Finding the Time to Reach the Halfway Point with Proportional Acceleration

[einstein314]

Homework Statement

A particle moving from a point A to a point B, 1 meter away, travels in a straight line in such a way so that its acceleration is proportional to the distance left to point B. If the particle arrives at point B in 1 second, how long did it take for the particle to reach the point halfway to point B?

Homework Equations

I suppose we need that the acceleration is the second-derivative of position.

The Attempt at a Solution

So we know that a(t) = \frac{d^2p}{dt^2} = k(1 - p(t)) (and a(1) = 0 and p(0) = 0 and p(1) = 1), but I don't know how to solve this differential equation. Once p(t) is found, t can be found by equating p(t) = \frac{1}{2}.

 

[TSny]

You can try writing the differential equation in terms of a new dependent variable y that is defined in terms of p. Can you see how to define y(t) in terms of p(t) so that you get a simpler differential equation?

 

[ehild]

Homework Statement

A particle moving from a point A to a point B, 1 meter away, travels in a straight line in such a way so that its acceleration is proportional to the distance left to point B. If the particle arrives at point B in 1 second, how long did it take for the particle to reach the point halfway to point B?

Homework Equations

I suppose we need that the acceleration is the second-derivative of position.

The Attempt at a Solution

So we know that a(t) = \frac{d^2p}{dt^2} = k(1 - p(t)) (and a(1) = 0 and p(0) = 0 and p(1) = 1), but I don't know how to solve this differential equation. Once p(t) is found, t can be found by equating p(t) = \frac{1}{2}.

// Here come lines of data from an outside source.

PR #14, opened 2020-09-15
feat: v8 support

### LINKED ISSUE #12: API v8 support

zaida04:
Accomplishes:
> - copy all files from v6 into a v8 folder
> - update all payloads accordingly

accompanied by the list of v8 changes (applicable ones at least):
> - permissions is now back to the original field, as a string.
> - game fields are now removed, replaced with the first element in activities. For widget endpoint, game field on users is renamed to activity, since there's still a singular field.
> - Channel Permission Overwrites have their type field serialized as a number (e.g. 0) instead of a string (e.g. role)
embed_enabled and embed_channel_id fields are removed, replaced with corresponding widget_ fields.
> - Form error responses now have a format that is better aligned with "regular errors".
> - Rate limit headers are sending seconds instead of milliseconds now. As such, the X-RateLimit-Precision header is no longer respected.
> - Bots no longer get CHANNEL_CREATE for DMs on v8.
> - Many routes have been deprecated.
> - Bans delete-message-days is no longer available. Use delete_message_days instead.
> - Removed roles, premium_since, and nick from Presence Update gateway event.


monbrey:
This doesn't close #12 yet - are there more commits on the way?

I'm not sure #12 should be closed at all and it looks like it's supposed to be an open TODO list anyway.

zaida04:
Oh, I meant when it’s NOT (WIP) it shall close that issue

zaida04:
More commits on the way, welcome to contr. on me fork

vladfrangu:
Please be aware of the changes in #15! They shouldn't conflict with the *current* state of this PR, however they should be merged into, then adapted to v8 wherever possible (if `_new` is dropped in responses, adapt accordingly) 👍

zaida04:
Is that it? Should I undraft it?

advaith1:
I think that's it but we should still wait for the docs PR next week

vladfrangu:
Can you also ensure any "Type"s are accurate? (example: Audit Log overwrite type)

advaith1:
@vladfrangu OverwriteType was updated, I don't think there's anything else

v8/payloads/auditLog.ts
```diff
@@ -0,0 +1,467 @@
...
+	 * - CHANNEL_OVERWRITE_UPDATE
+	 * - CHANNEL_OVERWRITE_DELETE
+	 *
+	 * **Present only if the {@link APIAuditLogOptions#type entry type} is "role"**
+	 */
+	role_name?: string;
+}
+
+export enum AuditLogOptionsType {
+	Member = 'member',
```
vladfrangu, line 158: Are these the same in v8?

advaith1: Oh, I didn't there's another type specifically for audit logs

... it looks like v8 sends those as a number in a string (`"1"`), I suppose that's a bug

advaith1: Opened an issue: https://github.com/discord/discord-api-docs/issues/2088

I guess we should leave this until it gets a reply

not sure why that needs to be a different type though? we could just set it to OverwriteType (if it should be just a number)

vladfrangu: If they're the same type.. and only for overwrites, you can delete it from both v6 and v8 and use the OverwriteType enum instead
First tho we have to wait for Discord's reply on the issue

advaith1:
https://github.com/discord/discord-api-docs/pull/2097

advaith1:
ok, I think this is done

v6/payloads/guild.ts
```diff
@@ -180,13 +180,21 @@ export interface APIGuildPreview {
 }
 
 /**
- * https://discord.com/developers/docs/resources/guild#guild-widget-object
+ * @deprecated Renamed to APIGuildWidgetSettings
```
vladfrangu, line 183:
```suggestion
 * @deprecated Use `APIGuildWidgetSettings` instead
```

v6/payloads/guild.ts
```diff
@@ -180,13 +180,21 @@ export interface APIGuildPreview {
...
  */
 export interface APIGuildWidget {
 	enabled: boolean;
 	channel_id: string | null;
 }
```
vladfrangu, line 188:
```suggestion
export type APIGuildWidget = APIGuildWidgetSettings;
```

v6/rest/guild.ts
```diff
@@ -337,17 +337,32 @@ export type RESTDeleteAPIGuildIntegrationResult = never;
...
+export type RESTPatchAPIGuildWidgetJSONBody = Partial<APIGuildWidgetSettings>;
 
 /**
  * https://discord.com/developers/docs/resources/guild#modify-guild-widget
  */
-export type RESTPatchAPIGuildWidgetJSONBody = Partial<APIGuildWidget>;
+export type RESTPatchAPIGuildWidgetSettingsJSONBody = Partial<APIGuildWidgetSettings>;
+
+/**
+ * @deprecated Renamed to RESTPatchAPIGuildWidgetSettingsResult
```
vladfrangu, line 361:
```suggestion
 * @deprecated Use `RESTPatchAPIGuildWidgetSettingsResult` instead
```

v6/rest/index.ts
```diff
@@ -351,12 +351,19 @@ export const Routes = {
 		return `/guilds/${guildID}/integrations/${integrationID}/sync`;
 	},
 
+	/**
+	 * @deprecated Renamed to guildWidgetSettings
```
vladfrangu, line 355:
```suggestion
	 * @deprecated Use `guildWidgetSettings` instead
```

v8/gateway/index.ts
```diff
@@ -0,0 +1,710 @@
...
+ */
+export type GatewayReadyDispatch = DataPayload<
+	GatewayDispatchEvents.Ready,
+	{
+		v: number;
+		user: APIUser;
+		session_id: string;
+		private_channels: [];
+		guilds: APIUnavailableGuild[];
+		shard?: [number, number];
```
vladfrangu, line 267:
```suggestion
		shard?: [shardID: number, shardCount: number];
```

vladfrangu (changes requested):
Some small nits

Also, if possible, adding a 
```md
@deprecated The types for the v6 version of the API types will not receive further updates. Please update to v8
```
to each v6 exported interface, objects, or whatnot, to mark that people should move to.. well, v8

vladfrangu:
One last note, other than the requested changes, please also keep in mind of https://github.com/discordjs/discord-api-types/pull/22 and integrate accordingly 🙏 (which was just merged 👀)

v6/rest/index.ts
```diff
@@ -9,7 +9,13 @@ export * from './user';
 export * from './voice';
 export * from './webhook';
 
+/**
+ * @deprecated API v6 is deprecated and the types will not receive further updates, please update to v8.
+ */
 export const APIVersion = '6';
+/**
```
vladfrangu, line 16:
```suggestion
export const APIVersion = '6';

/**
```

vladfrangu (changes requested):

vladfrangu (approved):

QuantumlyTangled (approved):

PR #22, opened 2020-09-21
fix(RESTPostAPIGuildsJSONBody): use correct types

NotSugden:
on the API docs for [Create Guild (POST /guilds)](https://discord.com/developers/docs/resources/guild#create-guild) there are a couple of info boxes stating that roles and channels can have an integer ID as a placeholder, eg for creating channel overwrites, this PR corrects these types into numbers

This PR also corrects the type for `roles` in `RESTPostAPIGuildsJSONBody` as it was previously typed as `APIRole` which isn't technically correct; the API won't accept permissons_new here, 

`afk_channel_id` and `system_channel_id` are documented to be of type snowflake, but testing shows that the API accepts an integer, (there is an issue on the API about this https://github.com/discord/discord-api-docs/issues/2089)

also i think these types need better names perhaps? im really not good with names so if anyones got suggestions

### DIFF
--- a/v6/rest/guild.ts
+++ b/v6/rest/guild.ts
@@ -7,6 +7,7 @@ import type {
 	APIGuildPreview,
 	APIGuildWidget,
 	APIInvite,
+	APIOverwrite,
 	APIRole,
 	APIVoiceRegion,
 	GuildDefaultMessageNotifications,
@@ -17,33 +18,22 @@ import type {
 	IntegrationExpireBehavior,
 } from '../payloads';
 
-export type APIGuildCreateOverwrite = Pick<
-	APIOverwrite,
-	'type'
-> & {
+export type APIGuildCreateOverwrite = Pick<APIOverwrite, 'type'> & {
 	id: string | number;
 	allow: number | string;
 	deny: number | string;
-}
+};
 
 export type APIGuildCreatePartialChannel = Partial<
-	Pick<
-		APIChannel,
-		'type' | 'topic' | 'nsfw' | 'bitrate' | 'user_limit' | 'rate_limit_per_user'
-	>
+	Pick<APIChannel, 'type' | 'topic' | 'nsfw' | 'bitrate' | 'user_limit' | 'rate_limit_per_user'>
 > & {
 	name: string;
 	id?: number;
 	parent_id?: number;
 	permission_overwrites?: APIGuildCreateOverwrite[];
-}
+};
 
-export type APIGuildCreateRole = Partial<
-	Pick<
-		APIRole,
-		'name' | 'color' | 'hoist' | 'position' | 'mentionable'
-	>
-> & {
+export interface APIGuildCreateRole extends RESTPostAPIGuildRoleJSONBody {
 	id?: number;
 	permissions?: number;
 }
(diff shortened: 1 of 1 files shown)


TTtie (approved):
Seems good to me

v6/rest/guild.ts
```diff
@@ -35,11 +48,11 @@ export interface RESTPostAPIGuildsJSONBody {
 	verification_level?: GuildVerificationLevel;
 	default_message_notifications?: GuildDefaultMessageNotifications;
 	explicit_content_filter?: GuildExplicitContentFilter;
-	roles?: APIRole[];
+	roles?: APIGuildCreateRole[];
 	channels?: APIGuildCreatePartialChannel[];
-	afk_channel_id?: string;
+	afk_channel_id?: number;
```
vladfrangu, line 53: Can't these be a number OR a string? That's how I understood it at least

vladfrangu (changes requested):

v6/rest/guild.ts
NotSugden: well, where would you get the string ID from? since the channels won't exist, although i remember trying this i think and i just got an invalid snowflake error from the API

vladfrangu: I mean you can generate IDs yourself, hence why I asked! If you could try it again, to confirm, that'd be awesome, and we can get this merged before v8 support 🎉

NotSugden: hm, it does seem you can pass in a snowflake as the placeholder IDs too, will update the PR to reflect that later

NotSugden: done, c36c7c3126e50276b448e4c0e735aea4f79dda36

v6/rest/guild.ts
```diff
@@ -17,13 +18,25 @@ import type {
...
-		APIChannel,
-		'type' | 'permission_overwrites' | 'topic' | 'nsfw' | 'bitrate' | 'user_limit' | 'rate_limit_per_user' | 'parent_id'
-	>
-> &
-	Required<Pick<APIChannel, 'name'>>;
+	Pick<APIChannel, 'type' | 'topic' | 'nsfw' | 'bitrate' | 'user_limit' | 'rate_limit_per_user'>
+> & {
+	name: string;
+	id?: number | string;
+	parent_id?: number;
```
vladfrangu, line 32:
```suggestion
	parent_id?: number | string;
```

v6/rest/guild.ts
```diff
@@ -17,13 +18,25 @@ import type {
 	IntegrationExpireBehavior,
 } from '../payloads';
 
+export type APIGuildCreateOverwrite = Pick<APIOverwrite, 'type'> & {
+	id: string | number;
```
vladfrangu, line 22:
```suggestion
	id: number | string;
```

v6/rest/guild.ts
vladfrangu, line 53:
```suggestion
	afk_channel_id?: number | string;
```

v6/rest/guild.ts
```diff
@@ -35,11 +48,11 @@ export interface RESTPostAPIGuildsJSONBody {
...
 	default_message_notifications?: GuildDefaultMessageNotifications;
 	explicit_content_filter?: GuildExplicitContentFilter;
-	roles?: APIRole[];
+	roles?: APIGuildCreateRole[];
 	channels?: APIGuildCreatePartialChannel[];
-	afk_channel_id?: string;
+	afk_channel_id?: number;
 	afk_timeout?: number;
-	system_channel_id?: string;
+	system_channel_id?: number;
```
vladfrangu, line 55:
```suggestion
	system_channel_id?: number | string;
```

vladfrangu (changes requested):
Last changes before merge!

vladfrangu (approved):

PR #24, opened 2020-10-04
feat(APIGuildWidgetMember): add activity and use proper status type

advaith1:


v8/payloads/guild.ts
```diff
@@ -204,7 +204,8 @@ export interface APIGuildWidgetMember {
 	username: string;
 	discriminator: string;
 	avatar: string | null;
-	status: string;
+	status: PresenceUpdateStatus;
+	activity: { name: string };
```
izexi, line 208: The `activity` prop isn't present when the member doesn't have a displayed activity.
```suggestion
	activity?: { name: string };
```

izexi (changes requested):

v8/payloads/guild.ts
advaith1: oh, I had fixed this but forgot to push lol

izexi (approved):

vladfrangu (approved):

substitute 1-p(t) by u. What equation do you get for u? Are you familiar with it?

 

[einstein314]

Define y(t) = p(t) - 1. Then \frac{d^2y}{dt^2} = \frac{d^2p}{dt^2} and the differential equation becomes:
\frac{d^2y}{dt^2} = -ky
Auxiliary equation is r^2 + k = 0 so r = \pm i \sqrt{k}. Then y = e^a(c_1 cos(bt) + c_2 sin(bt)) = e^{(0)}(c_1 cos(t\sqrt{k}) + c_2 sin(t\sqrt{k})) = c_1 cos(t\sqrt{k}) + c_2 sin(t\sqrt{k}). Then p(t) = y(t) + 1 = c_1 cos(t\sqrt{k}) + c_2 sin(t\sqrt{k}) + 1. I think I can figure the rest out myself. Thanks all!